#### WHAT THIS TASK INVOLVES:
Exactly as they appear, restate the lines of the material, from the first through the one containing "angsch: - atomic".

#### DATA PROVIDED:

PR #693, opened 2022-11-20
Add RISC-V target

angsch:
Add the infrastructure for RISC-V and an optimized SGEMM kernel assuming VLEN=128.

The config is intentionally set up to be as generic as possible. The code can be run with the GNU RISC-V toolchain (compiler + qemu) available as Ubuntu packages.

The vector extension for application cores supports various vector lengths starting from 128 bits. The assembly kernel assumes VLEN=128, which is, for example, used in P670 or P470. If the vector length is not 128, a fallback is needed. For the time being, this is the generic implementation. There will likely be a few revisions and, at some point, a vector-length agnostic implementation should be added.

Is this case distinction in the C file acceptable or do you prefer specialized targets?


config/rv32iv/make_defs.mk
```diff
@@ -0,0 +1,90 @@
...
+CWARNFLAGS     := -Wall -Wno-unused-function -Wfatal-errors
+
+ifneq ($(DEBUG_TYPE),off)
+CDBGFLAGS      := -g
+endif
+
+ifeq ($(DEBUG_TYPE),noopt)
+COPTFLAGS      := -O0
+else
+COPTFLAGS      := -O2 -ftree-vectorize -march=rv32iav
```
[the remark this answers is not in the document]
angsch: - atomic instructions (`a` flag) are not longer required to be available in hardware since it is possible to link against a library that emulates the required instructions in software.
- `mabi` has been revised such that `rv[32,64]i` use the minimal mabi. `rv[32,64]iv` can pass floating-point values in registers, which corresponds to the default build of the toolchain and is compatible with other libraries.
- `march` is now set twice for `COPTFLAGS`. The rationale is to enable user-defined hardware extensions (e.g., `a`tomic, `c`ompressed instructions) that shall only apply to one type of build.

config/rv32i/make_defs.mk
```diff
@@ -0,0 +1,90 @@
...
+#CONFIGS_INCL   += $(THIS_CONFIG)
+
+#
+# --- Determine the C compiler and related flags ---
+#
+
+# NOTE: The build system will append these variables with various
+# general-purpose/configuration-agnostic flags in common.mk. You
+# may specify additional flags here as needed.
+CPPROCFLAGS    := -mabi=ilp32
```
leekillough, line 48: Should `-mabi` be added to `CMISCFLAGS` rather than preprocessor flags?

config/rv32i/make_defs.mk
```diff
@@ -0,0 +1,90 @@
...
+CWARNFLAGS     := -Wall -Wno-unused-function -Wfatal-errors
+
+ifneq ($(DEBUG_TYPE),off)
+CDBGFLAGS      := -g
+endif
+
+ifeq ($(DEBUG_TYPE),noopt)
+COPTFLAGS      := -O0 -march=rv32i
+else
+COPTFLAGS      := -O2 -march=rv32i
```
leekillough, line 60: `-march`  should probably be added to `CMISCFLAGS` as well, since it more global than optimization flags.

config/rv32iv/make_defs.mk
```diff
@@ -0,0 +1,92 @@
...
+#CONFIGS_INCL   += $(THIS_CONFIG)
+
+#
+# --- Determine the C compiler and related flags ---
+#
+
+# NOTE: The build system will append these variables with various
+# general-purpose/configuration-agnostic flags in common.mk. You
+# may specify additional flags here as needed.
+CPPROCFLAGS    := -mabi=ilp32d
```
leekillough, line 48: See above.

config/rv32iv/make_defs.mk
```diff
@@ -0,0 +1,92 @@
...
+CMISCFLAGS     :=
+CPICFLAGS      :=
+CWARNFLAGS     := -Wall -Wno-unused-function -Wfatal-errors
+
+ifneq ($(DEBUG_TYPE),off)
+CDBGFLAGS      := -g
+endif
+
+ifeq ($(DEBUG_TYPE),noopt)
+COPTFLAGS      := -O0 -march=rv32iv
```
leekillough, line 58: See above.

config/rv64gv/make_defs.mk
```diff
@@ -0,0 +1,90 @@
...
+#CONFIGS_INCL   += $(THIS_CONFIG)
+
+#
+# --- Determine the C compiler and related flags ---
+#
+
+# NOTE: The build system will append these variables with various
+# general-purpose/configuration-agnostic flags in common.mk. You
+# may specify additional flags here as needed.
+CPPROCFLAGS    := -mabi=lp64d
```
leekillough, line 48: See above.

config/rv64gv/make_defs.mk
```diff
@@ -0,0 +1,90 @@
...
+CWARNFLAGS     := -Wall -Wno-unused-function -Wfatal-errors
+
+ifneq ($(DEBUG_TYPE),off)
+CDBGFLAGS      := -g
+endif
+
+ifeq ($(DEBUG_TYPE),noopt)
+COPTFLAGS      := -O0
+else
+COPTFLAGS      := -O2 -ftree-vectorize -march=rv64gv
```
leekillough, line 60: See above.

config/rv64i/make_defs.mk
```diff
@@ -0,0 +1,90 @@
...
+#CONFIGS_INCL   += $(THIS_CONFIG)
+
+#
+# --- Determine the C compiler and related flags ---
+#
+
+# NOTE: The build system will append these variables with various
+# general-purpose/configuration-agnostic flags in common.mk. You
+# may specify additional flags here as needed.
+CPPROCFLAGS    := -mabi=lp64
```
leekillough, line 48: See above.

config/rv64i/make_defs.mk
```diff
@@ -0,0 +1,90 @@
...
+CMISCFLAGS     :=
+CPICFLAGS      :=
+CWARNFLAGS     := -Wall -Wno-unused-function -Wfatal-errors
+
+ifneq ($(DEBUG_TYPE),off)
+CDBGFLAGS      := -g
+endif
+
+ifeq ($(DEBUG_TYPE),noopt)
+COPTFLAGS      := -O0 -march=rv64i
```
leekillough, line 58: See above.

config/rv64iv/make_defs.mk
```diff
@@ -0,0 +1,94 @@
...
+#CONFIGS_INCL   += $(THIS_CONFIG)
+
+#
+# --- Determine the C compiler and related flags ---
+#
+
+# NOTE: The build system will append these variables with various
+# general-purpose/configuration-agnostic flags in common.mk. You
+# may specify additional flags here as needed.
+CPPROCFLAGS    := -mabi=lp64d -D_RV64
```
leekillough, line 48: See above.

config/rv64iv/make_defs.mk
```diff
@@ -0,0 +1,94 @@
...
+CMISCFLAGS     :=
+CPICFLAGS      :=
+CWARNFLAGS     := -Wall -Wno-unused-function -Wfatal-errors
+
+ifneq ($(DEBUG_TYPE),off)
+CDBGFLAGS      := -g
+endif
+
+ifeq ($(DEBUG_TYPE),noopt)
+COPTFLAGS      := -O0 -march=rv64iv
```
leekillough, line 58: See above.

config/rv64iv/make_defs.mk
```diff
@@ -0,0 +1,94 @@
...
+else
+# The latest build hits an 'internal compiler error'
+# when compiling the reference gemm kernels. Workout
+# via -march=rv64imv
+COPTFLAGS      := -O2 -ftree-vectorize -march=rv64iv
```
leekillough, line 63: See above.

config_registry
```diff
@@ -46,5 +46,13 @@ power10:     power10
 power9:      power9
 bgq:         bgq
 
+# RISC-V architectures.
+rv32i:       rv32i/rvi
+rv64i:       rv64i/rvi
+rv32iv:      rv32iv/rviv
+rv64iv:      rv64iv/rviv
+
+rv64gv:      rv64gv
```
leekillough, line 55: Is `rv64gv` supposed to remain as a special case?

frame/base/bli_arch.c
```diff
@@ -233,6 +233,24 @@ void bli_arch_set_id( void )
...
+		#endif
+		#ifdef BLIS_FAMILY_RV32IV
+		id = BLIS_ARCH_RV32IV;
+		#endif
+		#ifdef BLIS_FAMILY_RV64IV
+		id = BLIS_ARCH_RV64IV;
+		#endif
+
+		#ifdef BLIS_FAMILY_RV64GV
+		id = BLIS_ARCH_RV64GV;
```
leekillough, line 251: See above.

frame/base/bli_arch.c
```diff
@@ -284,6 +302,12 @@ static const char* config_name[ BLIS_NUM_ARCHS ] =
     "power7",
     "bgq",
 
+    "rv32i",
+    "rv64i",
+    "rv32iv",
+    "rv64iv",
+    "rv64gv",
```
leekillough, line 309: See above.

frame/base/bli_gks.c
```diff
@@ -208,6 +208,38 @@ void bli_gks_init( void )
...
+		bli_gks_register_cntx( BLIS_ARCH_RV64IV,      bli_cntx_init_rv64iv,
+		                                              bli_cntx_init_rv64iv_ref,
+		                                              bli_cntx_init_rv64iv_ind );
+#endif
+
+#ifdef BLIS_CONFIG_RV64GV
+		bli_gks_register_cntx( BLIS_ARCH_RV64GV,      bli_cntx_init_rv64gv,
+		                                              bli_cntx_init_rv64gv_ref,
+		                                              bli_cntx_init_rv64gv_ind );
+#endif
```
leekillough, line 241: See above.

frame/include/bli_arch_config.h
```diff
@@ -131,6 +131,25 @@ CNTX_INIT_PROTS( power7 )
...
+CNTX_INIT_PROTS( rv64i )
+#endif
+#ifdef BLIS_CONFIG_RV32IV
+CNTX_INIT_PROTS( rv32iv )
+#endif
+#ifdef BLIS_CONFIG_RV64IV
+CNTX_INIT_PROTS( rv64iv )
+#endif
+#ifdef BLIS_CONFIG_RV64GV
+CNTX_INIT_PROTS( rv64gv )
```
leekillough, line 149: See above.

kernels/rv64gv/3/bli_gemm_rv64gv_asm_s16x4.c
```diff
@@ -0,0 +1,123 @@
...
+                    ab[i + j * 16] += ai * bj;
+                }
+            }
+            a += 16;
+            b += 4;
+        }
+
+
+        for (dim_t i = 0; i < 16 * 4; i++) {
+            ab[i] = ab[i] * (*alpha);
```
leekillough, line 112: If `alpha == 0`, `ab[i]` should be zeroed regardless of `a[i]` and `b[i]`. GEMM conventions say that `alpha == 0` or `beta == 0` should short-circuit multiplications to `0` even in the presence of `NaN` entries.

kernels/rv64gv/3/bli_gemm_rv64gv_asm_s16x4.c
```diff
@@ -0,0 +1,123 @@
...
+        }
+
+        for (dim_t j = 0; j < n; j++) {
+            for (dim_t i = 0; i < m; i++) {
+                c[i * rs_c + j * cs_c] = c[i * rs_c + j * cs_c] * (*beta) + ab[i + j * 16];
```
leekillough, line 117: See comment above.

kernels/rv64gv/3/bli_sgemm_rv64gv_asm_16x4.S
```diff
@@ -0,0 +1,419 @@
+#define REALNAME bli_sgemm_rv64gv_ker_16x4
```
leekillough, line 1: `m4` macros are more powerful than C preprocessor macros.

Just a style thing at this point.

kernels/rv64gv/3/bli_sgemm_rv64gv_asm_16x4.S
```diff
@@ -0,0 +1,419 @@
...
+    vfmacc.vf AB31, B01, A30
+    vfmacc.vf AB32, B02, A30
+    vfmacc.vf AB33, B03, A30
+
+
+MULTIPLYALPHA:
+    flw ALPHA,(a1)
+    flw BETA, (a4)
+
+    // Multiply with alpha
```
leekillough, line 277: Need to short-circuit `alpha == 0` if not handled elsewhere.

kernels/rv64gv/3/bli_gemm_rv64gv_asm_s16x4.c
devinamatthews: `alpha == 0` is handled at a much higher level. The micro-kernels are only responsible for handling `beta == 0` and `k == 0`.

kernels/rviv/3/bli_dgemm_rviv_asm_4vx4.S
```diff
@@ -0,0 +1,417 @@
...
+    vfmacc.vf AB31, B01, A30
+    vfmacc.vf AB32, B02, A30
+    vfmacc.vf AB33, B03, A30
+
+
+MULTIPLYALPHA:
+    fld ALPHA,(a1)
+    fld BETA, (a4)
+
+    // Multiply with alpha
```
leekillough, line 276: Needs `alpha == 0` short-circuit.

kernels/rviv/3/bli_sgemm_rviv_asm_4vx4.S
```diff
@@ -0,0 +1,418 @@
...
+    vfmacc.vf AB31, B01, A30
+    vfmacc.vf AB32, B02, A30
+    vfmacc.vf AB33, B03, A30
+
+
+MULTIPLYALPHA:
+    flw ALPHA,(a1)
+    flw BETA, (a4)
+
+    // Multiply with alpha
```
leekillough, line 277: Needs `alpha == 0` short-circuit.

kernels/rviv/3/bli_zgemm_rviv_asm_4vx4.S
```diff
@@ -0,0 +1,779 @@
...
+    vfmsub.vf AB12_re, ALPHA_re, tmp2_re
+    vfmsub.vf AB13_re, ALPHA_re, tmp3_re
+    vfmadd.vf AB10_im, ALPHA_re, tmp0_im
+    vfmadd.vf AB11_im, ALPHA_re, tmp1_im
+    vfmadd.vf AB12_im, ALPHA_re, tmp2_im
+    vfmadd.vf AB13_im, ALPHA_re, tmp3_im
+
+    j MULTIPLYBETA
+
+ALPHAREAL:
```
leekillough, line 619: Needs `alpha == 0` short-circuit.

devinamatthews: @leekillough see my comment above re `alpha`.

leekillough:
@devinamatthews @angsch : Please see https://github.com/angsch/blis/pull/1 (hide whitespace to avoid noise)

angsch:
Summary of changes:

- Remove legacy target rv64gv with VLEN=128
- Revise Makefiles: Type (32 bit/64 bit) is propagated via define, add comment on atomic instructions, move `abi` and `march` to `CMISCFLAGS`
- Squash commits that do not have a value on their own.

Pending:
- Shortcut `k == 0`
- Activate assembly kernels for rv32iv target

angsch:
Summary of changes:

- Back to a working version that is in sync with master
- Remove hack to get the vector length
- Complete set of GEMM kernels compatible with RVV 1.0

Pending:
- CI
- flags for clang

.travis.yml
```diff
@@ -79,13 +93,27 @@ script:
...
+      export TESTSUITE_WRAPPER="$DIST_PATH/../toolchain/qemu-riscv32 -cpu rv32,vext_spec=v1.0,v=true,vlen=128 -B 0x100000";
+    fi
+- $DIST_PATH/configure -p `pwd`/../install -t $THR $BLD CC=$CC $CONF
 - pwd
 - ls -l
 - $CC --version
 - make -j 2
 - make install
-- $DIST_PATH/travis/cxx/cxx-test.sh $DIST_PATH $(ls -1 include)
+- if [ "BLD" = "" ]; then $DIST_PATH/travis/cxx/cxx-test.sh $DIST_PATH $(ls -1 include); fi
```
leekillough, line 116: `"$BLD"`

travis/do_riscv.sh
```diff
@@ -0,0 +1,34 @@
+#!/bin/bash
+
+set -e
+set -x
+
+# The prebuilt toolchains only support hardfloat, so we only
+# test these for now.
+case $1 in
+  "rv32iv")
+  TARBALL=riscv32-glibc-ubuntu-20.04-nightly-2023.02.25-nightly.tar.gz
```
leekillough, line 10: Is there a reason `2023.02.25` is hard-coded? In `build-riscv.sh`, I use something like this:
```
TAG=$(curl -s https://github.com/riscv-collab/riscv-gnu-toolchain/releases/ \
                  | perl -ne 'if(/(\d\d\d\d\.\d\d\.\d\d)/){print $1; exit}')
```

Then replace all instances of `2023.02.25` with `$TAG`.

leekillough: Even if it must be fixed at `2023.02.25` for now, I would put it in a variable like `TAG` and then use `$TAG` everywhere instead of copying `2023.02.25` in several places.

angsch: Thanks. The main reason for this tag is that it is tested.

kernels/rv64gv/3/bli_gemm_rv64gv_asm_s16x4.c
fgvanzee: No objection here, just want to point out that while `alpha == 0` is handled higher up, `k == 0` must still be handled properly in the microkernel. (This may have gone without saying.)

frame/include/bli_misc_macro_defs.h
```diff
@@ -170,5 +170,7 @@ BLIS_INLINE void bli_toggle_bool( bool* b )
 #define BLIS_VA_END  (-1)
 
 
-#endif
+// Static assertion compatible with any version of C/C++
+#define bli_static_assert(cond) while(0){struct s {int bli_static_assert : !!(cond);};}
```
fgvanzee, line 174: LOL, what is *this*? My brain can't even parse that syntax. 😂

devinamatthews: `!!` = make a conditional into 0 (false) or 1 ( true ). `int whatever : n` this is a bitfield with n>0 bits. Since a bitfield with 0 bits is a compile-time error, then a false condition leads to a compiler error (static assertion failure). One can also try an create and array e.g. `int blis_static_assert[!!(cond)]`. The `while(0)` is for the reason that I've mentioned a coupled of times, where just bare braces could get mis-parsed.

fgvanzee: This is one of those things where I say "live and let live." Weird-ass macro approved! ✅

devinamatthews: I will say it is traditional to name the variable (in the struct) something like 'STATIC_ASSERTION_FAILED' so that people see it in the output and aren't super confused.

leekillough: I tried a dozen syntaxes to try to find a `static_assert` (ala C++11) which is compatible with as many C/C++ dialects as possible, and settled on this one.

The error message is fairly clear, I think.

Let me break down the syntax:
```
while(0) { }
```
This makes it never execute, while still enforcing syntax/semantic checks, and making the whole macro expansion a single compound statement which can be unambiguously embedded inside an `if` statement without braces, similar to the `do { ... } while(0)` paradigm.
```
struct s {int bli_static_assert : !!(cond);};
```
This defines a struct which has a `bli_static_assert` bit-field member whose size depends on `cond`, which must be a compile-time constant (otherwise another error will occur).

If `cond` is true, then `!!(cond)` is `1`, and the bit-field is well-formed.

If `cond` is false, then `!!(cond)` is `0`, and since the bit-field is _named_, it is ill-formed, which causes a compilation error similar to this:
```
foo.c:1:56: error: zero width for bit-field ‘bli_static_assert’
    1 | #define bli_static_assert(cond) while(0){struct s {int bli_static_assert : !!(cond);};}
      |                                                        ^~~~~~~~~~~~~~~~~
foo.c:5:1: note: in expansion of macro ‘bli_static_assert’
    5 | bli_static_assert(0);
      | ^~~~~~~~~~~~~~~~~
```

It also points to the `bli_static_assert()` macro call where it failed.

The bit-field name can be changed to whatever you want it to be. I prefer it is not uppercase unless the macro name itself is uppercase. Since C++11 and C23 have `static_assert` (C11 has `_Static_assert`), I don't think it needs to be all-uppercase.

leekillough: Note: `int blis_static_assert[!!(cond)]` wouldn't work on compilers which support variable-length arrays, because it would allow `cond` to _not_ be a compile-time constant, and even if it was a compile-time constant known to be `0`, some compilers (not many) might even support 0-sized arrays as an extension. Bit fields are better than array sizes in enforcing compile-time constancy and non-zero sizes.

fgvanzee:
@angsch @leekillough The PR was in great shape -- thanks!

Is there anything else you want to throw in before the merge?

frame/include/bli_misc_macro_defs.h
devinamatthews: Re the name I meant `struct s { int STATIC_ASSERT_FAILED : !!(cond)};`, `blis_static_assert` is good.

leekillough:
> Is there anything else you want to throw in before the merge?

Yes, we might add an autodetection header for RISC-V architecture. @angsch and I are still discussing it but it's close to final.

fgvanzee:
@angsch @leekillough Something else that would be useful for me (once you are done with your commits): a final commit log entry that captures everything in this PR. I would normally just use the initial PR description, but I want to give you the chance to augment it in case any other important bits made it in.

If you can provide me with such a draft commit log entry, I'd greatly appreciate it! 🙂

frame/include/bli_misc_macro_defs.h
leekillough: > Re the name I meant `struct s { int STATIC_ASSERT_FAILED : !!(cond)};`, `blis_static_assert` is good.

I'm fine with that. I'll edit it.

kernels/rv64gv/3/bli_gemm_rv64gv_asm_s16x4.c
leekillough: Long-since handled correctly.

angsch:
@fgvanzee @devinamatthews Thanks for your feedback!

Would it be possible to trigger travis-ci manually once on your side? It is not clear why only appveyor has been triggered for the last few commits.

fgvanzee:
> @fgvanzee @devinamatthews Thanks for your feedback!
> 
> Would it be possible to trigger travis-ci manually once on your side? It is not clear why only appveyor has been triggered for the last few commits.

I don't think I can do a manual trigger. But I think I know of a workaround. I can create a local branch at flame/blis, and then you can change the target/destination of this PR to that branch. Then we'll merge it. That will most certainly trigger Travis CI. If something is wrong, it'll be in a branch and give us time to work through the problem. If everything looks fine, then I can merge the local branch into master separately.

How does that sound?

angsch:
> I don't think I can do a manual trigger. But I think I know of a workaround. I can create a local branch at flame/blis, and then you can change the target/destination of this PR to that branch. Then we'll merge it. That will most certainly trigger Travis CI. If something is wrong, it'll be in a branch and give us time to work through the problem. If everything looks fine, then I can merge the local branch into master separately.
How does that sound?

Yes, please! Fingers crossed :-)

fgvanzee:
> Yes, please! Fingers crossed :-)

@angsch I've created a `riscv` branch. Please redirect the PR to that branch, and we'll go from there.

angsch:
> @angsch I've created a riscv branch. Please redirect the PR to that branch, and we'll go from there.

Thanks, new PR is created...

angsch:
Looks like #731 did not trigger Travis either... :-(

leekillough:
Summary of RISC-V changes (with contributions from @angsch):

- The assembly kernels assume the presence of the vector extension `RVV 1.0`.
- It is possible to build `rv[32,64]iv` for any value of `VLEN`. However, if `VLEN < 128`, the targets will fall back to the generic kernels and block sizes.
- The vector microkernels are vector-length agnostic and work with every `VLEN >=128`, but are expected to work best with smaller vector lengths, i.e., `VLEN <= 512`.
- The assembly kernels cover column major storage (`rs_c == 1`).
- The block sizes aim at being a good generic choice for out-of-order cores. They are not tuned to a specific RISC-V HPC core.
- The vector kernels have been tested using `vlen=128, 256, 512`.
- There are four RISC-V base configurations: `rv32i`, `rv32iv`, `rv64i`, and `rv64iv`, namely the 32-bit and 64-bit implementations with and without the `V` vector extension. Additional extensions such as `M` (multiplication), `A` (atomics), `F` (`float` hardware support), `D` (`double` hardware support), and `C` (compressed-length instructions), are automatically used when available. If they are not available, then software equivalents (e.g., `softfloat` and `-latomic`) are used.
- `./configure auto` can be called on a RISC-V build platform, and will automatically detect RISC-V CPU extensions through the [RISC-V C API](https://github.com/riscv-non-isa/riscv-c-api-doc/blob/master/riscv-c-api.md).
- The single- and double-precision assembly code routines for `SGEMM` and `DGEMM`, or for `CGEMM` and `ZGEMM`, are combined in their RISC-V vector assembly source code, and are differentiated only with macros.
- The `XLEN=32` and `XLEN=64` versions of the RISC-V assembly code are identical, except that callee-saved registers are saved and restored differently. There are RISC-V assembly code `#include` files for handling the saving and restoring of callee-saved registers, and they are future-proof if ever `XLEN=128`.
- Multiplications, such as computing array strides and offsets, are performed in C, and later passed to the RISC-V assembly kernels. This is so that the compiler can determine whether the `M` (multiply) extension is available and use multiplication instructions, or call library helper functions instead.
- A new macro called `bli_static_assert()` has been added, to perform static assertions at compile-time, regardless of the C/C++ dialect of the compiler. The original motivation of this was to ensure that calling RISC-V assembly kernels would not silently truncate arguments of type `dim_t` or `stride_t` (so-called "narrowing conversions").
- RISC-V CI tests have been added to Travis, using the `riscv-gnu-toolchain` cross-compiler, and `qemu` simulator.

fgvanzee:
I wonder if there is something going on with the `.travis.yml` file... 🤔 

It's drastic, but we could try squashing/merging and then I could make a trivial change to see if I can get it to trigger?

leekillough:
> I wonder if there is something going on with the `.travis.yml` file... 🤔
> 
> It's drastic, but we could try squashing/merging and then I could make a trivial change to see if I can get it to trigger?

Please do not squash except in the test branch.

fgvanzee:
> Please do not squash except in the test branch.

Just to clarify, you mean the `riscv` branch I recently created for PR #731?

leekillough:
Yes, the temporary branch used to try to trigger CI. You may squash or use other techniques to try to trigger CI, but please do not squash this PR branch.

angsch:
1. To test if this PR breaks `.travis.yml`, we can temporarily remove the CI commit.
2. If there is some quota and I have exhausted it, then removing the CI commit should not make a difference.

If you agree, I will reorder the commits such that the CI commit is last. I will force-push once without the CI commit.

angsch:
Used a rebase to retrigger, CI still not triggered. I will try out Field's idea to squash commits now.

fgvanzee:
How about I take a diff of your entire PR and apply it to a separate branch myself? (We know that branches that I create and push trigger CI, so it will at least allow us to rule out that aspect of it.)

angsch:
> How about I take a diff of your entire PR and apply it to a separate branch myself? (We know that branches that I create and push trigger CI, so it will at least allow us to rule out that aspect of it.)

@fgvanzee  It would be fantastic if you could do this. I did another attempt in #733, where everything is squashed. Also when squashed, Travis is not triggered. In order to rule out that the PR introduced an issue to `.travis.yml`, I removed the 2 RISC-V targets from that file. The result is the same, only Appveyor is triggered.

fgvanzee:
@angsch Okay, I can try that.

Separately, we can investigate something else I just thought of: I'm wondering if you need to be added to the `flame` organization as an external collaborator in order for the CI to trigger.

leekillough:
It was found that Clang, and some gnu toolchain packages, do not automatically enable the `V` extension, and it has to be enabled with `-march=...v`. I have added forcing of `v` in `-march` in https://github.com/angsch/blis/pull/9, which builds on my already-existing RISC-V architecture auto-detection headers.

#### REPLY TO THE TASK:
PR #693, opened 2022-11-20
Add RISC-V target

angsch:
Add the infrastructure for RISC-V and an optimized SGEMM kernel assuming VLEN=128.

The config is intentionally set up to be as generic as possible. The code can be run with the GNU RISC-V toolchain (compiler + qemu) available as Ubuntu packages.

The vector extension for application cores supports various vector lengths starting from 128 bits. The assembly kernel assumes VLEN=128, which is, for example, used in P670 or P470. If the vector length is not 128, a fallback is needed. For the time being, this is the generic implementation. There will likely be a few revisions and, at some point, a vector-length agnostic implementation should be added.

Is this case distinction in the C file acceptable or do you prefer specialized targets?


config/rv32iv/make_defs.mk
```diff
@@ -0,0 +1,90 @@
...
+CWARNFLAGS     := -Wall -Wno-unused-function -Wfatal-errors
+
+ifneq ($(DEBUG_TYPE),off)
+CDBGFLAGS      := -g
+endif
+
+ifeq ($(DEBUG_TYPE),noopt)
+COPTFLAGS      := -O0
+else
+COPTFLAGS      := -O2 -ftree-vectorize -march=rv32iav
```
[the remark this answers is not in the document]
angsch: - atomic instructions (`a` flag) are not longer required to be available in hardware since it is possible to link against a library that emulates the required instructions in software.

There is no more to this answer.